PR #59, opened 2024-01-25
CI: Group dependabot updates

matthewfeickert:
* Group dependabot updates to reduce the number of PRs.
   - c.f. sp-repo-review GH212: Require GHA update grouping https://learn.scientific-python.org/development/guides/gha-basic/#GH212

### DIFF
--- a/.github/dependabot.yml
+++ b/.github/dependabot.yml
@@ -5,5 +5,9 @@ updates:
     directory: "/"
     schedule:
       interval: "weekly"
+    groups:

————

__Required work__:
With nothing left out, print the data above exactly.

__Answer box__:
PR #59, opened 2024-01-25
CI: Group dependabot updates

matthewfeickert:
* Group dependabot updates to reduce the number of PRs.
   - c.f. sp-repo-review GH212: Require GHA update grouping https://learn.scientific-python.org/development/guides/gha-basic/#GH212

### DIFF
--- a/.github/dependabot.yml
+++ b/.github/dependabot.yml
@@ -5,5 +5,9 @@ updates:
     directory: "/"
     schedule:
       interval: "weekly"
+    groups:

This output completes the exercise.